[Python-ideas] unify usage of mutable and immutable objects
Neil Girdhar
mistersheik at gmail.com
Sat Apr 1 01:17:13 EDT 2017
On Tuesday, February 28, 2017 at 6:48:42 PM UTC-5, 语言破碎处 wrote:
>
> > A hypothetical frozenset.pop() is also necessarily O(N). It needs to
> copy N-1 elements into the new (smaller) frozenset object. So this isn't
> an argument.
> Pop tuple/frozenset(standard one) gain no benefit. # O(n)
> It is a different story for balanced tree. # O(log n)
>
> > Sounds like `collections.deque` might be what you want (for concurrency,
> not for immutability). But a local copy will require, by definition, a
> *copy* operation either way.
> My intent is to unify "SET" interface, not for to using deque.

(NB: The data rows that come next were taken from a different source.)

PR #7233, opened 2026-06-23
CRT-1140 Revert arrow-key annotation move fix

alantreadway:
## Summary

Reverts the CRT-1140 fix (PR #7210, commit `f7aaacb263`) on `b14.0.0`.

Following discussion with product, we are backing out the CRT-1140 change for now and shipping **b14.0.0** with the known issue. This restores the prior keyboard-move behaviour:

- Keyboard move step returns to `Math.max(bandwidth, ctrlShift ? 10 : 1)` for both axes.
- Removes the regression test added in PR #7210.

## Known issue (accepted for now)

On band/ordinal x-axes (e.g. the financial preset's ordinal-time axis) an unmodified arrow press moves the annotation by the band width rather than the documented 1px. This is the behaviour we are knowingly shipping.

## Notes

- The snap-aware follow-up (`e02d5495ad`, branch `CRT-1140/annotation-keyboard-step-snap-aware`) was never merged to `b14.0.0`, so no revert is needed for it — it simply won't be shipped.

## Testing

- `yarn nx build:types ag-charts-enterprise` ✅
- `yarn nx lint ag-charts-enterprise` ✅ (0 errors)
- `annotations.test.ts` ✅ 35/35 pass

### DIFF
--- a/packages/ag-charts-enterprise/src/features/annotations/annotations.test.ts
+++ b/packages/ag-charts-enterprise/src/features/annotations/annotations.test.ts
@@ -1,13 +1,7 @@
 import { afterEach, describe, expect, it } from 'vitest';
 
 import { type AgCartesianChartOptions, AgCharts } from 'ag-charts-community';
-import {
-    deproxy,
-    extractImageData,
-    setupMockCanvas,
-    setupMockConsole,
-    waitForChartStability,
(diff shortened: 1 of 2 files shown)


iMoses (approved):
LGTM

PR #7236, opened 2026-06-23
CRT-1120 Refine union-types API reference display

iMoses:
https://ag-grid.atlassian.net/browse/CRT-1120

Follow-up refinements from the AG-14806 review (union-types API display, shipped in #7160) plus related polish on the website API reference page.

### What changed
- **`theme` renders as a plain, non-expandable row.** It has its own dedicated themes-api page, so it links there rather than expanding inline. Added a `noExpand` config (`noExpand={['theme']}` on the options page), threaded through the reference components and the options navigation.
- **Renamed the affordance** "See/Hide available types" → "See/Hide available interfaces" across the UI, e2e tests, and comments.
- **Type text (pink) is clickable only when it has a code block** to toggle — a `code` member's definition or a mixed-union signature. Such rows now show a pointer cursor; child-property rows, union variant lists and plain rows keep the default cursor.
- **Special-type union code blocks show the alias only.** `formatTypeToCode` gained an `expandReferences` flag so series/axes/annotations unions no longer inline their sub-interfaces (each variant has its own navigable page).
- **Scoped include/exclude/prioritise to the top-level interface only** — nested interfaces and union variants render their full member set.
- **Hid `AgThemeColorParam`** from the api-ref, and **constrained the expanded code block width** so it stays within the row bounds.
- **Prevented the docs header link icon from shrinking** (`flex: 0 0 28px`).

### Test plan
- `apiReferenceHelpers.test.ts`: added `formatTypeToCode` coverage for both `expandReferences` modes.
- `e2e/api-ref-page.spec.ts`: added a test asserting `theme` renders as a plain non-expandable row; updated affordance-label assertions.
- `yarn nx test ag-charts-website` (388 passed) and `yarn nx lint ag-charts-website` green locally.

### Notes for reviewers
- SCSS changes live in `external/ag-website-shared` (shared with the AG Grid website via git-subrepo). The cursor additions are inert for Grid; please sanity-check the `flex-basis`/`min-width` constraint on `.expandedUnionTypes` against Grid's reference docs.
- `noExpand` matches by member name (like the existing `keepExpanded`), so it is global to any member named `theme`; currently only `AgChartOptions.theme` exists.

Fix #CRT-1120

### DIFF
--- a/external/ag-website-shared/src/components/link-icon/LinkIcon.module.scss
+++ b/external/ag-website-shared/src/components/link-icon/LinkIcon.module.scss
@@ -9,6 +9,7 @@
 }
 
 .docsHeaderIcon {
+    flex: 0 0 28px;
     width: 28px;
     height: 28px;
     padding: 0;
--- a/external/ag-website-shared/src/components/reference-documentation/ApiReference.module.scss
+++ b/external/ag-website-shared/src/components/reference-documentation/ApiReference.module.scss
@@ -145,6 +145,9 @@
 
     &.expandedUnionTypes > .expandedContent {
         margin-left: $spacing-size-6;
+        // Account for the left margin so the code block stays within the row's bounds.
+        flex-basis: calc(100% - #{$spacing-size-6});
+        min-width: calc(100% - #{$spacing-size-6});
     }
 
     &.expandedChildProps::after,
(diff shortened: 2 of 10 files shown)


alantreadway (approved):
LGTM

PR #7237, opened 2026-06-23
CRT-1143 Skip opaque option keys in removal-sentinel scan

alantreadway:
https://ag-grid.atlassian.net/browse/CRT-1143

Follow-up to the CRT-1143 full-`update()` replace fix, which introduced a stack overflow.

`ChartOptions.containsRemovalSentinel` walks the option diff to decide whether a subtree was removed. It descended into `context` — an opaque user pass-through that AG Grid's cross-filter integration sets to a component instance (`context: this`), and which can equally be a self-referential plain object — following its internal cycle until the stack overflowed.

Skip the opaque pass-through payloads **by name**, reusing the shallow-key set already defined for the options graph (`SHALLOW_OPTION_KEYS`: `context`, `data`, `topology`), and gate the walk on `isPlainObject` so non-plain pass-throughs such as a DOM `container` are not descended either. The removal sentinel is only ever written onto plain-object nodes, so declining to recurse cannot miss one — it only avoids following the cycle.

## Test plan
- New regression tests in `optionsModule.test.ts`: a full `update()` no longer throws when `context` carries circular references — class instance (reference changed / newly introduced) or a self-referential plain object.
- `nx build:types`, `nx lint`, and `nx test ag-charts-community` (full suite) all green.

## Scope
Fixes the CRT-1143 regression in the removal-sentinel scan. The real AG Grid integration (`context: this`, a class instance) is fully handled on every update path. Fully hardening *every* options walk against a self-referential **plain-object** context (e.g. a changed-reference plain-object cycle in `jsonDiff`, or the font/CSS walks on a slow-path update) is a broader, pre-existing concern those walks predate CRT-1143 and lack cycle guards; tracked separately rather than widened into this release-branch fix.

Fix #CRT-1143

### DIFF
--- a/packages/ag-charts-community/src/module/optionsGraph.ts
+++ b/packages/ag-charts-community/src/module/optionsGraph.ts
@@ -98,6 +98,12 @@ export function createOptionsGraph(
     });
 }
 
+// Opaque user pass-through payloads: stored shallow in the options graph and skipped by the
+// removal-sentinel scan in `optionsModule`. Never descended into, so user-supplied cycles in these
+// values (e.g. `context` set to a grid component or a self-referential object) cannot drive an
+// options walk into a stack overflow.
+export const SHALLOW_OPTION_KEYS = new Set<string>(['context', 'data', 'topology']);
+
 /**
  * The OptionsGraph combines the theme config, params, palette, overrides and user options into a graph which can then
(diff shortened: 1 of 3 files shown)


iMoses (approved):
LGTM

> I want something that is SET can use anywhere regardless mutable or
> not.
> And the idiom SHOULD work for other type.
>
> WHY set.add / list.sort return None?
> if return self, someone may think it don't modify the orignal object.
> so, mutable object will have different methods.
> Such differences are good UNLESS we want to ignore it explictly.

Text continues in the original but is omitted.